FIGURE 6. Effects of SCH23390 and sumanirole on behavioral changes induced by aconitine in zebrafish larvaes. (A–E) SCH23390 inhibited aconitine-stimulated excitatory behaviors, n = 10. (F–J) Sumanirole suppressed aconitine-induced excitatory behaviors, n = 10. The values are expressed as mean ± SD. *p < 0.05, **p < 0.01, ***p < 0.001 vs. control groups. ^#p < 0.05, ^##p < 0.01, ^###p < 0.001 vs. aconitine-treated groups.

Effects of SCH23390, sumanirole and H-89 on intracellular Ca²⁺ changes induced by aconitine in zebrafish larvaes. (A) Effects of SCH23390 on intracellular Ca²⁺ changes induced by aconitine. (B) Sumanirole suppressed aconitine-induced the increase of intracellular Ca²⁺. (C) Pretreatment with SCH23390 and sumanirole inhibited the rise of intracellular Ca²⁺ aconitine-stimulated. (D) H-89 inhibited the increase of intracellular Ca²⁺ induced by aconitine. All photographs were taken under a confocal microscope (100×). The values are expressed as mean ± SD, n = 8. *p < 0.05, **p < 0.01, ***p < 0.001 vs. control groups. ^#p < 0.05, ^##p < 0.01, ^###p < 0.001 vs. aconitine-treated groups.

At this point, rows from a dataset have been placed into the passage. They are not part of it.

PR #697, opened 2026-07-20
docs: rename ArNS heading to "ar.io Name System"

vilenarios:
ArNS is the **ar.io** Name System. This heading was the last `Arweave Name System` reference anywhere in the published docs — every other occurrence (18 of them, including the glossary) already says "Ar.io Name System".

```diff
-### Arweave Name System (ArNS)
+### ar.io Name System (ArNS)
```

## ⚠️ This changes a published URL

This README is the source for the ar.io SDK reference on docs.ar.io (via `generate-sdk-docs`), and the page **filename is derived from this heading**. So merging this moves:

```
/sdks/ar-io-sdk/arweave-name-system-arns   →   /sdks/ar-io-sdk/ar-io-name-system-arns
```

To avoid breaking that link, the docs side needs a follow-up **after** this merges and `generate-sdk-docs` runs:

1. Add a `redirects.mjs` entry from the old path to the new one.
2. Update the link in `content/build/access/arns.mdx:53`.

I'll open that docs PR once this lands — flagging it here so the sequencing is explicit and the URL doesn't 404 in between.

Companion docs work: ar-io/docs#124.

https://claude.ai/code/session_01NUArqiyP9GbfJrqNFVkUBr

FIGURE 8. Effects of SCH23390 and sumanirole on aconitine-induced the activation of AC/cAMP/PKA pathway in SH-SY5Y cells. (A–B) SCH23390 and sumanirole inhibited aconitine-induced cytotoxicity in SH-SY5Y cells, respectivevly, n = 9. (C–F) SCH23390 and sumanirole suppressed aconitine-mediated the activation of AC/cAMP/PKA pathway, n = 5. The values are expressed as mean ± SD. *p < 0.05, **p < 0.01, ***p < 0.001 vs. control groups. ^#p < 0.05, ^##p < 0.01, ^###p < 0.001 vs. aconitine-treated groups.

Schematic diagram shows that aconitine induces neurological impairment via dopamine homeostasis disruption and dopamine receptors-mediated AC/cAMP/PKA pathway activation in zebrafish larvaes and SH-SY5Y cells.